This repository contains source code for the Grain Hill cellular automaton model. Grain Hill simulates the morphology and evolution of a hypothetical hillslope cross-sectional profile. The model builds on CellLab-CTS framework, which is an element of the Landlab Toolkit. The package includes the Grain Facet model, which is a variant of Grain Hill that models the cross-sectional profile evolution of a normal-fault facet, with slip on a 60-degree dipping normal fault. The Grain Hill and Grain Facet models, their underlying continuous-time stochastic algorithms, and the Landlab framework on which they are built, are described in several journal articles. Tucker et al. (2016) present the general CellLab-CTS framework and its algorithms. Tucker et al. (2018) describe the Grain Hill model, and use the model to analyze a range of different types of hillslope landform. Tucker et al. (in review) present the Grain Facet model and use it to analyze the necessary and sufficient conditions to account for observed facet landforms and their variations. The Landlab Toolkit itself is described by Hobley et al. (2017) and Barnhart et al. (in review).

Dependencies

Grain Hill requires Landlab version 2.0.0beta or higher, and bmipy.

Installation

Clone or fork this repository. To install, navigate to the grain_hills folder and run python setup.py.

How to Run

The simplest usage is to navigate to the grain_hills folder in a terminal window, and run:

python run_grain_hill.py <input file>

A good starting example, available in the examples folder, is:

python run_grain_hill.py examples/small_regolith_hill.txt

GrainHill can also be run using Basic Model Interface (BMI) functions executed in a Python script, shell, or notebook. Because the GrainHill (and BlockHill and GrainFacetSimulator) models are implemented as classes, they can be directly instantiated and initialized in a Python script, with parameters passed as individual arguments to the __init__ method, or in a dictionary (passed using ** preceding the name of the dictionary).

Input and Output Files

The run_grain_hill.py script reads parameters from a text file in yaml format. An example is:

# GrainHill input file:
#
# small_regolith_hill: runs a simulation with steady uplift and
# all regolith material (no rock)
#
number_of_node_rows: 40
number_of_node_columns: 92
cell_size: 0.1
grav_accel: 9.8
friction_coef: 1.0
run_duration: 3000.0
uplift_interval: 100.0
disturbance_rate: 0.01
weathering_rate: 0.001
rock_state_for_uplift: 7
opt_rock_collapse: 0
opt_track_grains: False
save_plots: True
plot_filename: 'small_hill'
plot_filetype: '.png'
plot_interval: 500.0
output_interval: 1.0e20
report_interval: 5.0

GrainHill output is saved in Landlab native format, and can be opened and read using the Landlab load_grid function (from landlab.io.native_landlab import load_grid). This saves the Landlab grid object along with all of its fields, including the node_state field that encodes the current state code for each node in the grid. For information on the native Landlab format, see the documentation for the save_grid and load_grid functions.

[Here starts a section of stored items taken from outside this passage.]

PR #733, opened 2026-07-05
Retry listener select() on EINTR instead of exiting the listener thread

### LINKED ISSUE #732: Background listener thread exits permanently when select() fails with EINTR - server keeps listening but never accepts again
### Summary

When libvncserver runs with the background event loop (`rfbRunEventLoop(screen, usec, TRUE)`, pthreads build), the listener thread exits **permanently** if `select()` returns -1 for *any* reason, including `EINTR`:

https://github.com/LibVNC/libvncserver/blob/6389c1c1283e50fe2117668c48eb28eb47d7aa35/src/libvncserver/main.c#L653-L656

```c
        if (select(screen->maxFd+1, &listen_fds, NULL, NULL, &tv) == -1) {
            rfbLogPerror("listenerRun: error in select");
            return THREAD_ROUTINE_RETURN_VALUE;
        }
```

Per signal(7), `select()` is one of the calls that is **never restarted by the kernel** after a signal handler runs, even if the handler was installed with `SA_RESTART`. So a single stray signal delivered to the listener thread makes `select()` fail with `EINTR` and silently kills the accept loop.

The nasty part is the resulting state: the listening sockets **stay open**. Clients still complete the TCP handshake (the kernel queues them in the accept backlog), but nothing ever calls `accept()`, so viewers hang forever waiting for the RFB protocol version greeting. From the outside the server process looks healthy; the only telltale signs are a growing `Recv-Q` on the LISTEN socket and one easily-missed `listenerRun: error in select` log line. Recovery requires restarting the whole server.

### Observed in the field

Android 11 device (arm64) running a droidVNC-NG-based app, libvncserver as the bundled server. After some uptime the server stopped answering: viewers got stuck at "negotiate protocol version". Diagnosis:

- TCP connect to `:5900` succeeded, but the 12-byte `RFB 003.xxx` greeting never arrived
- `netstat`: LISTEN socket with `Recv-Q=6` (unaccepted connections piling up in the backlog), plus an orphaned `CLOSE_WAIT`
- a full native thread dump (`debuggerd -b`) showed the listener thread was **gone**; all other threads healthy

On Android this is fairly easy to trigger over time: the platform's debugging/profiling infrastructure (debuggerd, perfetto/heapprofd) delivers realtime signals (35/36) to app processes, for which bionic installs handlers in every process — any thread, including the listener, can be the delivery target.

### Suggested fix

Minimal version — treat `EINTR`/`EAGAIN` as benign and retry:

```c
        if (select(screen->maxFd+1, &listen_fds, NULL, NULL, &tv) == -1) {
            if (errno == EINTR || errno == EAGAIN)
                continue; /* interrupted by a signal: benign, retry */
            rfbLogPerror("listenerRun: error in select");
            return THREAD_ROUTINE_RETURN_VALUE;
        }
```

We are running a slightly more defensive variant in production (also retries other errors a bounded number of times with a short pause, so a transient failure can't permanently kill the accept loop while the sockets stay open). It applies cleanly to current master (6389c1c):

```diff
--- a/src/libvncserver/main.c
+++ b/src/libvncserver/main.c
@@ -619,6 +619,7 @@ listenerRun(void *data)
 {
     rfbScreenInfoPtr screen=(rfbScreenInfoPtr)data;
     int client_fd;
+    int select_errors = 0;
     struct sockaddr_storage peer;
     rfbClientPtr cl = NULL;
     socklen_t len;
@@ -651,9 +652,28 @@ listenerRun(void *data)
         tv.tv_sec = 0;
 	tv.tv_usec = screen->select_timeout_usec;
         if (select(screen->maxFd+1, &listen_fds, NULL, NULL, &tv) == -1) {
+            if (errno == EINTR || errno == EAGAIN)
+                continue; /* interrupted by a signal: benign, retry */
             rfbLogPerror("listenerRun: error in select");
+            /* Exiting here would leave the listening sockets open with
+               nobody ever calling accept() again: clients would connect at
+               the TCP level but hang waiting for the protocol version
+               forever. Pause and retry; only give up if the error persists. */
+            if (++select_errors < 10) {
+#ifdef WIN32
+                Sleep(100);
+#else
+                {
+                    struct timespec ts = { 0, 100 * 1000 * 1000 };
+                    nanosleep(&ts, NULL);
+                }
+#endif
+                continue;
+            }
+            rfbErr("listenerRun: giving up after %d consecutive select errors\n", select_errors);
             return THREAD_ROUTINE_RETURN_VALUE;
         }
+        select_errors = 0;
 
 #ifndef WIN32
 	if (FD_ISSET(screen->pipe_notify_listener_thread[0], &listen_fds))
```

Notes on the Windows side: `WSAEINTR` won't normally happen without WSACancelBlockingCall, so the `errno == EINTR` check is effectively a no-op there; the bounded-retry path still applies.

Happy to turn this into a PR if you prefer.

dmitriy-bty:
## Summary

The background listener thread (`listenerRun` in `src/libvncserver/main.c`),
used when the server runs with `rfbRunEventLoop(screen, usec, TRUE)`, exits
permanently the first time `select()` fails with `EINTR`. Once it exits, the
listening sockets stay open but nothing ever calls `accept()`, so new clients
complete the TCP handshake and then hang forever. This fixes #732.

## Root cause

`listenerRun` treats **any** `select()` error as fatal:

```c
if (select(screen->maxFd+1, &listen_fds, NULL, NULL, &tv) == -1) {
    rfbLogPerror("listenerRun: error in select");
    return THREAD_ROUTINE_RETURN_VALUE;   /* thread ends here, for good */
}
```

`EINTR` is not a real failure — it just means a signal was delivered while the
thread was blocked in `select()`. Per `signal(7)`, `select()` is one of the
calls that is **not** automatically restarted by the kernel after a signal
handler runs, even when the handler is installed with `SA_RESTART`. So a single
stray signal landing on the listener thread makes `select()` return `-1` with
`errno == EINTR`, the thread `return`s, and the accept loop is gone. The
listening file descriptors are never closed, so from a client's point of view
the port is open and `connect()` succeeds, but the connection is never accepted
and the viewer waits indefinitely.

## Change

Guard the error path with an `EINTR` check: on an interrupted `select()`,
`continue` the loop and re-enter `select()` instead of logging an error and
returning. All other `errno` values keep the existing log-and-return behavior,
so genuine failures are still surfaced exactly as before.

```c
if (select(screen->maxFd+1, &listen_fds, NULL, NULL, &tv) == -1) {
    if (errno == EINTR)
        /* A signal interrupted select(); this is benign ... retry. */
        continue;
    rfbLogPerror("listenerRun: error in select");
    return THREAD_ROUTINE_RETURN_VALUE;
}
```

This is the standard EINTR-retry idiom. `errno.h` is already included in this
file, and the change is scoped to the single reported site in
`src/libvncserver/main.c`.

## Validation

- **Builds cleanly** with the CMake build (`cmake -S . -B build && cmake --build
  build --target vncserver`), pthreads threading backend, no new warnings.
- **Runtime reproducer (RED → GREEN).** A small harness starts a server with
  `rfbRunEventLoop(screen, usec, TRUE)`, lets the listener thread reach
  `select()`, then delivers `SIGUSR1` to that thread via `pthread_kill()` to
  force `EINTR`, and finally opens a TCP connection and waits for the RFB
  ProtocolVersion greeting the server sends on `accept()`:
  - Before the fix: `listenerRun: error in select: Interrupted system call` is
    logged, the listener thread dies, no greeting arrives, the client read
    times out.
  - After the fix: the listener survives the interruption, accepts the client
    and sends `RFB 003.008`; the connection succeeds.

## Related (not changed here)

The per-client processing loop in `clientInput` (same file) has the same shape —
`select()` returning `< 0` `break`s the loop, terminating that client's thread,
without an `EINTR` guard. That path only tears down one already-connected
client rather than the whole accept loop, so it is a separate, lower-severity
issue; I have kept this PR scoped to the listener thread reported in #732 and
am happy to follow up on the client loop separately if you'd like.

Closes #732


bk138:
#734 was more complete, merged that one.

In addition, if save_plots is True and the plot_interval is less than the run_duration, plots will be saved to files in addition to being displayed on screen (the default format is .png; this can be changed using the plot_filetype parameter).

Examples

Several example input files can be found in the examples folder.

Running tests

If you have pytest installed, you can run the built-in tests by navigating to the grainhill folder and running:

pytest --doctest-modules

The result should say something like: 22 passed (plus some number of warnings, which you can usually safely ignore).

How to Cite

Recommended citations:

  • GrainHill package: Tucker et al. (2018)
  • GrainFacet package: Tucker et al. (in review)
  • CellLab-CTS : Tucker et al. (2016)
  • Landlab Toolkit: Hobley et al. (2017), Barnhart et al. (in review)

References:

Barnhart, K. R., et al. (in review) Landlab v2.0: A software package for Earth surface dynamics.

Tucker, G. E., Hobley, D. E. J., McCoy, S. W., & Struble, W. T. (in review). Modeling the Shape and Evolution of Normal-Fault Facets.

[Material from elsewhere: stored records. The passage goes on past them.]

PR #1548, opened 2023-03-31
DriverTestSetQuota: Put() after Get()

nalind:
Convention for tests is that they `Put()` any layers they `Get()`.  Fix this omission in `DriverTestSetQuota()` and change the layer name from "zfsTest" to "quotaTest", because we have quota support on more than just zfs.


rhatdan:
LGTM
@vrothberg @saschagrunert @flouthoc @giuseppe @umohnani8 PTAL

giuseppe (approved):
/lgtm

Tucker, G. E., McCoy, S. W., & Hobley, D. E. (2018). A lattice grain model of hillslope evolution. Earth Surface Dynamics, 6(3), 563-582, doi:10.5194/esurf-6-563-2018.

Hobley, D. E., Adams, J. M., Nudurupati, S. S., Hutton, E. W., Gasparini, N. M., Istanbulluoglu, E., & Tucker, G. E. (2017) Creative computing with Landlab: an open-source toolkit for building, coupling, and exploring two-dimensional numerical models of Earth-surface dynamics. Earth Surface Dynamics. doi:10.5194/esurf-5-21-2017.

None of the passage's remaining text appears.